In the case of Ashok Kumar Pandey [1] (Taxpayer), the issue before the Mumbai Tribunal was whether the Taxpayer is a treaty resident of USA or India under Article 4 of India–USA Double Taxation Avoidance Agreement (DTAA).
The Taxpayer was a resident in India for tax year 2012-13. During the relevant tax year, the Taxpayer earned dividend, interest and rental income from USA (US sourced income). He claimed himself to be a resident in India as well as in USA under their respective domestic laws, thereby a dual resident. Since it was a case of dual residency, the residential status of the Taxpayer was required to be determined in accordance with the tie-breaker rules under Article 4(2) of India-US DTAA[2] . The Taxpayer had permanent homes in India as well as in USA. Therefore, his residential status was required to be determined as per Article 4(2)(b)- Center of vital interest (i.e., whether personal and economic relations have closer nexus with India or USA). The Taxpayer claimed that his center of vital interest was in USA and hence US sourced incomes are not taxable in India under the treaty. On the other hand, the Tax Authority held that the Taxpayer has closer personal and economic interest in India. Accordingly, Tax Authority asserted that US sourced income was taxable in India.
Based on the detailed factual study, the Mumbai Tribunal noted that in terms of personal interest, 1) The Taxpayer and his entire family are US citizens holding US passport and Overseas Citizens of India (OCIs). 2) The Taxpayer’s immediate family stays in India except for one daughter residing in US for study purposes. 3) His extended family – father, mother and siblings are US nationals residing at US. In terms of economic interest, the Taxpayer had passive investments in both US and India.
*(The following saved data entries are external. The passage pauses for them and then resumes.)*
PR #209, opened 2025-01-15
Add num_epochs to OfflineTrainer

sidnarayanan:
See title

### DIFF
--- a/ldp/alg/runners.py
+++ b/ldp/alg/runners.py
@@ -14,7 +14,7 @@ from ldp.agent import Agent
 from ldp.alg.optimizer import Optimizer
 from ldp.data_structures import Trajectory
 from ldp.graph import OpResult, eval_mode, train_mode
-from ldp.shims import tqdm, trange
+from ldp.shims import tqdm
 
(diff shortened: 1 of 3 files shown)


ldp/alg/runners.py
```diff
@@ -298,7 +298,7 @@ class OfflineTrainerConfig(BaseModel):
         ge=1,
     )
     clear_ctx_at_each_iter: bool = False
-    # TODO: add some concept of eval loops
```
sidnarayanan, line 301: Removed this comment since, with `num_epochs>1`, one can insert a callback to do eval.

ldp/alg/runners.py
```diff
@@ -298,7 +298,7 @@ class OfflineTrainerConfig(BaseModel):
...
+    num_epochs: int = 1
```
jamesbraza, line 301:
```suggestion
    num_epochs: int = Field(default=1, ge=0)
```

Just adding a nice validator for negative values

jamesbraza (approved):
Nice work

But he was actively engaged in film production activity in India through an Indian private company owned jointly with his wife with substantial investment through interest free loans provided by him.
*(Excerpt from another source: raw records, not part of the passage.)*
PR #211, opened 2025-01-16
Consensus sampling decomposition and per-group standard error

jamesbraza:
- Decomposes `evaluate_consensus` to operate per-group a free function
- Adds support for binomial standard error on a per-group basis
- Removed `num_samples` bad default of `1`
- Added more docs/code comments in the docstring


ldp/alg/algorithms.py
```diff
@@ -132,67 +133,111 @@ def gvizify(x: Any) -> str:
...
+        extract_answer_fn = cast(Callable[[TData], TAnswer], extract_answer_fn)
+        answers = [extract_answer_fn(x) for x in sampled]
+
+    # Compute consensus: mode of the sampled answers
+    most_common = collections.Counter(answers).most_common()
+    # NOTE: If there are multiple modes, just use the first one
+    consensus_answer, consensus_count = most_common[0]
+    sample_acc_mean = consensus_count / num_samples
+    # Use binomial standard error since we're comparing ideal vs not ideal
+    sample_acc_ste = np.sqrt(sample_acc_mean * (1.0 - sample_acc_mean) / num_samples)
```
ludomitch, line 237: I've been using wilson confidence interval which tends to perform better in a variety of edge cases that we will encounter quite often eg low sample size:

https://arc.net/l/quote/vcnpsgab

ldp/alg/algorithms.py
```diff
@@ -132,67 +133,111 @@ def gvizify(x: Any) -> str:
...
 
+    ideal_count = sum(await asyncio.gather(*itertools.starmap(index, groups.items())))
     return grouped_consensus, ideal_count / len(groups) if groups else 0.0
 
 
+async def evaluate_consensus(
+    data: Sequence[TData],
+    extract_answer_fn: Callable[[TData], TAnswer | Awaitable[TAnswer]],
+    num_samples: int,
+    seed: random.Random | int | None = None,
```
ludomitch, line 193: Why do we need to support seed being instantiated as random.Random?

ldp/alg/algorithms.py
ludomitch:
```
import pandas as pd
from statsmodels.stats.proportion import proportion_confint
def get_wilson_ci(row, confidence_level=0.95):
    successes = int(row['success'].sum())
    n = len(row['success'])
    ci_lower, ci_upper = proportion_confint(
        count=successes, 
        nobs=n,
        method='wilson',  # Wilson score interval
        alpha=1-confidence_level
    )
    return pd.Series({
        'success_rate': successes/n,
        'ci_lower': ci_lower,
        'ci_upper': ci_upper,
        'n_trials': n,
        'n_successes': successes
    })
```

ldp/alg/algorithms.py
```diff
@@ -132,67 +133,111 @@ def gvizify(x: Any) -> str:
...
+    """
+    if isinstance(seed, int):
+        rand: ModuleType | random.Random = random.Random(seed)
+    elif isinstance(seed, random.Random):
+        rand = seed
+    else:
+        rand = random
+
+    if len(data) < num_samples:  # Too few items, sample with replacement
+        sampled = [rand.choice(data) for _ in range(num_samples)]
```
ludomitch, line 217: numpy has the replace functionality in-built

```
    sampled_votes = np.random.choice(
        predictions, size=min(k, len(predictions)), replace=False
    )
```

ldp/alg/algorithms.py
jamesbraza: It's because if you look, `bulk_evaluate_consensus` makes a `Random` there. Without this I would have had to redo the test stubs (that relied on a certain seeding).

In general with integration testing or concurrency, having one `Random` object across everything is desirable.

If you think we don't need this, then I can change the test stubs and just accomodate `int | None`

ldp/alg/algorithms.py
jamesbraza: Hm maybe we should allow folks to pass their own `Callable` closure for measuring uncertainty. The closure lets one specify confidence interval like you have, it's a good idea.

Also an aside is `ldp` doesn't depend on `pandas`, but we can make an extra for this I guess.

ldp/alg/algorithms.py
jamesbraza: Sure we can go to `numpy` for this stuff, prolly more performant too

ldp/alg/algorithms.py
```diff
@@ -132,67 +133,111 @@ def gvizify(x: Any) -> str:
...
+    else:  # Sample without replacement
+        sampled = rand.sample(data, num_samples)
+
+    # Get answers for the sampled data
+    if is_coroutine_callable(extract_answer_fn):
```
sidnarayanan, line 222: See note here: https://github.com/Future-House/ldp/pull/212/files#r1920598727

jamesbraza: Fixed this separately in https://github.com/Future-House/ldp/pull/213

ldp/alg/algorithms.py
jamesbraza: Moved to this, resolving

ldp/alg/algorithms.py
jamesbraza: Added support for `numpy.random.Generator` too. Resolving this one as we also discussed in-person

ldp/alg/algorithms.py
jamesbraza: Alright, this callback has just been created 👌 resolving this one

ludomitch (approved):

sidnarayanan (commented):
Not approving just yet - I have a concern about the sampling-with-replacement part of the code.

ldp/alg/algorithms.py
```diff
@@ -126,73 +126,128 @@ def gvizify(x: Any) -> str:
...
+    rand = (
+        seed
+        if isinstance(seed, np.random.Generator | random.Random)
+        else np.random.default_rng(seed)
+    )
+
+    if len(data) < num_samples:  # Too few items, sample with replacement
+        sampled: Iterable[TData] = [rand.choice(data) for _ in range(num_samples)]  # type: ignore[arg-type]
+    elif isinstance(rand, random.Random):  # Built-in random sample with replacement
+        sampled = rand.sample(data, num_samples)
```
sidnarayanan, line 228: I don't think we should be supporting sampling with replacement at all. For one, the standard error you have above assumes IID trials. And this will increase the variance of the consensus answer.

What motivated supporting it even if `len(data) >= num_samples`?

ldp/alg/algorithms.py
```diff
@@ -126,73 +126,128 @@ def gvizify(x: Any) -> str:
...
+            consensus answer.
+    """
+    rand = (
+        seed
+        if isinstance(seed, np.random.Generator | random.Random)
+        else np.random.default_rng(seed)
+    )
+
+    if len(data) < num_samples:  # Too few items, sample with replacement
+        sampled: Iterable[TData] = [rand.choice(data) for _ in range(num_samples)]  # type: ignore[arg-type]
```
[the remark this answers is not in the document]
ludomitch: FWIW I agree. I think I commented somewhere that I don't see any use case for sampling with replacement to be a valid strategy for us.

ldp/alg/algorithms.py
```diff
@@ -126,73 +126,128 @@ def gvizify(x: Any) -> str:
...
+    elif isinstance(rand, random.Random):  # Built-in random sample with replacement
+        sampled = rand.sample(data, num_samples)
+    else:  # NumPy random sample with replacement
```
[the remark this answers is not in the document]
jamesbraza: Oh nice catch, when adding the NumPy RNG last night I had a copy/paste error here. Thanks for this

ldp/alg/algorithms.py
```diff
@@ -126,73 +126,128 @@ def gvizify(x: Any) -> str:
...
             compute accuracy with, or pass NO_IDEAL_ANSWER to skip this calculation.
-        num_samples: Number of samples to choose from the N total.
-        seed: Optional seed for sampling.
+        consensus_callback: SEE below evaluate_consensus.__doc__.
 
     Returns:
-        Two-tuple of consensus list generated by collections.Counter.most_common and
-            the proportion of groups for which the consensus matches the ideal.
+        Two-tuple of the consensus list generated by collections.Counter.most_common
+            and the proportion of groups for which the consensus matches the ideal.
```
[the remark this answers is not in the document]
jamesbraza: It was halfway right, but it failed to be explicit that "the consensus list" is really a mapping of group keys to consensus lists. I updated the docstring to make this clear

ldp/alg/algorithms.py
```diff
@@ -126,73 +126,128 @@ def gvizify(x: Any) -> str:
...
+            be async so this can be done using a LLM call.
+        num_samples: Number of samples to choose from the N total.
+        seed: Optional seed for sampling.
+        consensus_callback: Optional callback function called just after computing
+            consensus, it's passed the consensus answer, consensus size, and
+            sample size. This is useful for stuff like summary statistics.
+
+    Returns:
+        Two-tuple of consensus bins generated by collections.Counter.most_common and the
+            consensus answer.
```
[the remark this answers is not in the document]
jamesbraza: Great suggestion, implemented. Since I was the dev, I didn't realize this was a bit of an opaque description. Thanks for pointing out!

ldp/alg/algorithms.py
```diff
@@ -126,73 +126,128 @@ def gvizify(x: Any) -> str:
...
 NO_IDEAL_ANSWER_FN: Literal["NO_IDEAL_ANSWER_FN"] = "NO_IDEAL_ANSWER_FN"  # Sentinel
 
 
-async def evaluate_consensus(
+async def bulk_evaluate_consensus(
     data: Iterable[TData],
     grouping_fn: Callable[[TData], TGroupKey],
     extract_answer_fn: Callable[[TData], TAnswer | Awaitable[TAnswer]],
+    num_samples: int,
+    seed: int | None = None,
```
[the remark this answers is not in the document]
jamesbraza: Yeah definitely, just allowed it. Letting `seed` be a pass through actually simplifies the code a bit too 👌

ldp/alg/algorithms.py
```diff
@@ -126,73 +126,128 @@ def gvizify(x: Any) -> str:
...
-            extract_answer_fn = cast(Callable[[TData], TAnswer], extract_answer_fn)
-            answers = [extract_answer_fn(x) for x in sampled]
-
-        # Compute consensus: mode of the sampled answers
-        grouped_consensus[group_key] = collections.Counter(answers).most_common()
-        # NOTE: If there are multiple modes, just use the first one
-        consensus: TAnswer = grouped_consensus[group_key][0][0]
-        if ideal_answer_fn != NO_IDEAL_ANSWER_FN:
+
+    async def index(group_key: TGroupKey, group: list[TData]) -> int:
```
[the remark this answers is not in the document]
jamesbraza: Yep a valid point and agreed.

I had named it `index` basically because it's adding new entries into a `dict`, but you're right that:
- This name misaligns with its return type of matching the ideal answer
- `index` name is somewhat vague, regardless

I updated it accordingly, thanks

ldp/alg/algorithms.py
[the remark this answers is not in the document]
jamesbraza: Great catch, implemented, and included this rationale in the `ValueError`. Thanks

ldp/alg/algorithms.py
jamesbraza: Yeah this comment should have said `Built-in random sample without replacement` as `random.Random.sample ` is without replacement. But due to a copy-paste error I introduced during this PR it said `with replacement`, which I have now fixed. Sorry for confusion here

ldp/alg/algorithms.py
```diff
@@ -126,73 +126,128 @@ def gvizify(x: Any) -> str:
...
+        return 0
 
+    ideal_count = sum(await asyncio.gather(*itertools.starmap(index, groups.items())))
     return grouped_consensus, ideal_count / len(groups) if groups else 0.0
 
 
+async def evaluate_consensus(
+    data: Sequence[TData],
+    extract_answer_fn: Callable[[TData], TAnswer | Awaitable[TAnswer]],
+    num_samples: int,
```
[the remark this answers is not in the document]
jamesbraza: This is implemented now 👌

ldp/alg/algorithms.py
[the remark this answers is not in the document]
jamesbraza: Just added a test of this too

jamesbraza:
Gonna merge, @sidnarayanan feel free to make other comments and I will get back to them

After a study of personal and economic ties, the Tribunal held that the determination of center of vital interest is a highly factual analysis and is a vexed issue. The Tribunal ruled the following tests/ guidelines for determining the center of vital interest:
- For determining personal relationship, only those facts with some impact needs to be considered for analysis such as connect with the nucleus family is more important than extended family.
- For determination of economic relationship, more weightage should be given to active involvement in the commercial activities then passive investments such as mutual funds and bank accounts. Place of business, place of administration of property and place of earning wages (remuneration) (profit) is of importance.
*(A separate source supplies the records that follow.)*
PR #212, opened 2025-01-16
LLM response validation

sidnarayanan:
This PR implements user-specified response validation for `LLMCallOp` with retries. I've implemented a validator for mangled tool calls from Anthropic, but one could also use this for rejection sampling, etc. 

I toyed around with a couple other places to put this (`llmclient.LiteLLMModel`, `SimpleAgent`), but found this to be most natural and easiest to configure. Ideally I'd have liked to implement this as a `litellm` callback, but I don't think their retry mechanism is triggered by callback exceptions.

### DIFF
--- a/ldp/graph/common_ops.py
+++ b/ldp/graph/common_ops.py
@@ -307,7 +307,8 @@ class LLMCallOp(Op[Message]):
 
         @tenacity.retry(
             retry=tenacity.retry_if_exception_type(ResponseValidationError),
-            stop=tenacity.stop_after_attempt(num_retries),
+            # num_retries+1 because the first call is not a retry
+            stop=tenacity.stop_after_attempt(num_retries + 1),
             wait=tenacity.wait_fixed(1),
         )
         async def call_and_validate() -> LLMResult:
--- a/ldp/graph/common_ops.py
+++ b/ldp/graph/common_ops.py
@@ -214,6 +214,15 @@ class LLMCallOp(Op[Message]):
         num_samples_logprob_estimate: int = 0,
         response_validator: Callable[[LLMResult], Awaitable[None] | None] | None = None,
     ) -> None:
+        """Initializes the LLMCallOp.
+
+        Args:
+            num_samples_logprob_estimate: The number of samples used to estimate the partition
+                function at T!=1. Defaults to 0 (calculation is skipped).
+            response_validator: An optional callable (can be async) that validates the response.
+                It should raise an exception if the response is invalid. The Op will retry up
+                to `config.get('num_retries', 0)` times if validation fails.
+        """
         super().__init__()
         self.num_samples_partition_estimate = num_samples_logprob_estimate
         self.response_validator = response_validator
--- a/ldp/graph/common_ops.py
+++ b/ldp/graph/common_ops.py
@@ -11,6 +11,7 @@ from functools import lru_cache
 from typing import Generic, TypeVar, cast, overload
 
 import numpy as np
+import tenacity
 import tree
 from aviary.core import Message, Tool, ToolRequestMessage, is_coroutine_callable
 from llmclient import (
@@ -201,12 +202,21 @@ class PromptOp(FxnOp[str]):
         return super(FxnOp, self).__repr__()
 
 
+class ResponseValidationError(Exception):
+    """Raised when a response from the LLM does not pass user-specified validator."""
+
+
 class LLMCallOp(Op[Message]):
     """An operation for LLM calls interaction."""
 
-    def __init__(self, num_samples_logprob_estimate: int = 0) -> None:
+    def __init__(
+        self,
+        num_samples_logprob_estimate: int = 0,
+        response_validator: Callable[[LLMResult], bool | Awaitable[bool]] | None = None,
+    ) -> None:
         super().__init__()
         self.num_samples_partition_estimate = num_samples_logprob_estimate
+        self.response_validator = response_validator
 
     @overload
     async def forward(
@@ -253,8 +263,12 @@ class LLMCallOp(Op[Message]):
             # if no tools are provided, tool_choice must be 'none'
             tool_choice = "none"
 
-        result = await model.call_single(
-            messages=msgs, tools=tools, tool_choice=tool_choice
+        result = await self._call_single_and_maybe_validate(
+            model=model,
+            num_retries=config.get("num_retries", 0),
+            messages=msgs,
+            tools=tools,
+            tool_choice=tool_choice,
         )
         if result.messages is None:
             raise ValueError("No messages returned")
@@ -282,6 +296,34 @@ class LLMCallOp(Op[Message]):
         self.ctx.update(call_id, "logprob", logprob)
 
         return result.messages[0]
+
+    async def _call_single_and_maybe_validate(
+        self, model: LLMModel, num_retries: int, **kwargs
+    ) -> LLMResult:
+        if not self.response_validator:
+            # If a response validator is not supplied, then we should not do any retries here - leave
+            # that for LiteLLM to handle.
+            return await model.call_single(**kwargs)
+
+        @tenacity.retry(
+            retry=tenacity.retry_if_exception_type(ResponseValidationError),
+            stop=tenacity.stop_after_attempt(num_retries),
+            wait=tenacity.wait_fixed(1),
+        )
+        async def call_and_validate() -> LLMResult:
+            result = await model.call_single(**kwargs)
+
+            validated = cast(Callable, self.response_validator)(result)
+            if is_coroutine_callable(self.response_validator):
+                validated = await validated
+            if not validated:
+                # Don't provide more info here - user can control error logging
+                # in the validator if desired.
+                raise ResponseValidationError
+
+            return result
+
+        return await call_and_validate()
 
     async def compute_logprob(
         self,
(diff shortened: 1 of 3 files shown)


tests/test_ops.py
```diff
@@ -163,7 +164,7 @@ async def generate_story() -> str:
     async def test_empty_tools(self) -> None:
         llm_call_op = LLMCallOp()
         message_result = await llm_call_op(
-            LLMModel.model_fields["config"].default,
+            LLMModel.model_fields["config"].default_factory(),  # type: ignore[call-arg, misc]
```
sidnarayanan, line 167: I have no idea how this used to work. `model_fields["config"].default` is `PydanticUndefinedObject` , not a dictionary. 

That obviously breaks when this PR does `config.get("num_retries", 0)`, but I don't understand why `llmclient` didn't break on this before - it's expecting a dictionary.

ldp/graph/common_ops.py
```diff
@@ -201,12 +202,21 @@ def __repr__(self) -> str:
...
+
+
 class LLMCallOp(Op[Message]):
     """An operation for LLM calls interaction."""
 
-    def __init__(self, num_samples_logprob_estimate: int = 0) -> None:
+    def __init__(
+        self,
+        num_samples_logprob_estimate: int = 0,
+        response_validator: Callable[[LLMResult], bool | Awaitable[bool]] | None = None,
```
jamesbraza, line 215: If you want to do this, I think it would be `Callable[[LLMResult], bool] | Callable[[LLMResult], Awaitable[bool]] | None = None`

Unless I am wrong, I don't think `bool | Awaitable[bool]` is the same thing

ldp/graph/common_ops.py
```diff
@@ -283,6 +297,35 @@ async def forward(
...
+            # num_retries+1 because the first call is not a retry
+            stop=tenacity.stop_after_attempt(num_retries + 1),
+            wait=tenacity.wait_fixed(1),
+        )
+        async def call_and_validate() -> LLMResult:
+            result = await model.call_single(**kwargs)
+
+            validated = cast(Callable, self.response_validator)(result)
+            if is_coroutine_callable(self.response_validator):
+                validated = await validated
```
jamesbraza, line 319: So the design pattern for validators is:
- Return `None` if the validator passes
- Blows up if the validator fails

Think about how Pydantic `BaseModel` validations work. If they pass, the code silently proceeds with instantiation, otherwise a `ValidationError` is thrown

Can we somehow modify this code to be:

```python
try:
    self.response_validator(result)
except Exception as exc:
    raise ResponseValidationError() from exc
```

ldp/graph/common_ops.py
sidnarayanan: lol, I copied this from you: https://github.com/Future-House/ldp/blob/1ad551a429e295d0c80bce776eeca917442837b6/ldp/alg/algorithms.py#L138 . 

And actually, I think this syntax is correct, see here: https://peps.python.org/pep-0483/#covariance-and-contravariance. Specifically:
> [Callable] is covariant in the return type, but contravariant in the arguments.

tests/test_ops.py
jamesbraza: It's a regression from https://github.com/Future-House/ldp/pull/175 (cc @maykcaldas)
- Before: https://github.com/Future-House/ldp/blob/v0.15.0/ldp/llms/chat.py#L132-L137
- After: https://github.com/Future-House/llm-client/blob/v0.0.7/llmclient/llms.py#L658-L669

It went from `default` to `default_factory`

Your fix here is appropriate, it's too bad Pydantic validations didn't catch this earlier

ldp/graph/common_ops.py
jamesbraza: Okay gotchu and we discussed in person, resolving this one

tests/test_ops.py
sidnarayanan: Yeah that I understand, but I didn't understand how `LLMModel(config=PydanticUndefined)` worked - it should've crashed since we treat `config` as a dict.

And here is the answer:
image

jamesbraza: Made this: https://github.com/pydantic/pydantic/issues/11288

ldp/graph/common_ops.py
```diff
@@ -283,6 +297,35 @@ async def forward(
...
+            if not validated:
+                # Don't provide more info here - user can control error logging
+                # in the validator if desired.
+                raise ResponseValidationError
```
jamesbraza, line 323:
```suggestion
                raise ResponseValidationError(f"Validator {self.response_validator} failed.)
```

Let's put a message here because in log files what happens is this shows up as blank line, unless your log formatter also shows the exception type

ldp/graph/common_ops.py
jamesbraza: Okay we can just rethink this later, it's fine with me for now

ldp/graph/common_ops.py
```diff
@@ -283,6 +297,35 @@ async def forward(
...
+            return await model.call_single(**kwargs)
+
+        @tenacity.retry(
+            retry=tenacity.retry_if_exception_type(ResponseValidationError),
+            # num_retries+1 because the first call is not a retry
+            stop=tenacity.stop_after_attempt(num_retries + 1),
+            wait=tenacity.wait_fixed(1),
+        )
+        async def call_and_validate() -> LLMResult:
+            result = await model.call_single(**kwargs)
```
jamesbraza, line 315: Can you add a `# NOTE:` or something somewhere talking about how we can get many retries here:
- LiteLLM retrying some things
- `response_validator` leading to retrying other things

The max amount of retries can now be `num_retries ** 2`, right?

ldp/graph/common_ops.py
sidnarayanan: Alright, when doing this I saw the light - it's nice to be able to chain exceptions and see the full traceback (RetryError -> ResponseValidationError -> original exception). I've switched to the pattern you suggested here: https://github.com/Future-House/ldp/pull/212#discussion_r1917863172

ldp/graph/common_ops.py
```diff
@@ -283,6 +306,39 @@ async def forward(
...
+
+            try:
+                validated = cast(Callable, self.response_validator)(result)
+                if inspect.isawaitable(validated):
```
sidnarayanan, line 331: Note we need to use `isawaitable` not `is_coroutine_callable` to properly support `Callable[[...], X | Awaitable[X]]` here (specifically the intersection in the Venn diagram would've been missed by the latter). cc @jamesbraza

jamesbraza: Should we modify `is_coroutine_callable`? Also, do you have test coverage for what led you to figure out this issue?

sidnarayanan: No test - just noticed the logic: `Callable[..., X | Awaitable[X]]` captures `def f(...) -> X`, `async def f(...) -> X` and `def f(...) -> X | Awaitable[X]`. `is_coroutine_callable` wouldn't catch the last. And I don't think that's the purpose of that function, so need to modify.

ldp/graph/common_ops.py
```diff
@@ -355,6 +411,27 @@ def get_examples(self) -> list[tuple[LLMResult, float]]:
...
+
+        for msg in response.messages:
+            if not isinstance(msg, ToolRequestMessage):
+                continue
+
+            for tc in msg.tool_calls:
+                if any(x in tc.function.name for x in "{}<>()"):
+                    err_msg = f"Found bad tool call: {tc}"
+                    logger.error(err_msg)
+                    raise ValueError(err_msg)
```
jamesbraza, line 433: If it's a non-critical error, it should be logged with `warning` level, otherwise clients have to make custom filters to get clean logs in the face of flaky LLMs.

Secondly, if to get logging across `tenacity` retries, the route to go is with tenacity's `before_sleep_log(logger, logging.WARNING)`

tests/test_ops.py
```diff
@@ -186,6 +187,30 @@ async def test_compute_logprob(self, temperature) -> None:
...
+    async def test_validation(self) -> None:
+        config = {"model": CommonLLMNames.OPENAI_TEST.value, "num_retries": 1}
+        validator = StatefulValidator()
+        llm_op = LLMCallOp(response_validator=validator)
+        await llm_op(config, msgs=[Message(content="Hello")])
+        assert validator.counter == 2  # first attempt should have failed
+
+        config = {"model": CommonLLMNames.OPENAI_TEST.value, "num_retries": 0}
+        llm_op = LLMCallOp(response_validator=StatefulValidator())
+        with pytest.raises(tenacity.RetryError, match="ResponseValidationError"):
```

- Investments in securities, mutual funds, banks move not necessarily with residence of the assessee but on the basis of rate of return in particular state.
- Ambiguous factors need to be avoided.
In the light of the above guiding principles and after comprehensive appraisal of facts of the Taxpayer, the Tribunal concluded that the Taxpayer does not have any active involvement in USA for earning wages remuneration and profit and hence, tilt is in more favor of his personal and economic ties being closer to India. Accordingly, it was held that the Taxpayer is a treaty resident of India. Consequently, all US sourced income are subject to tax in India. Since no tax has been paid in USA as evidenced by US tax returns filed by the Taxpayer, no foreign tax credit can be availed against tax payable in India.
[1] [TS-736-ITAT-2024(Mum)]
[2] Article 4(2) provides for permanent home test, center of vital interest test, habitual abode test and nationality test.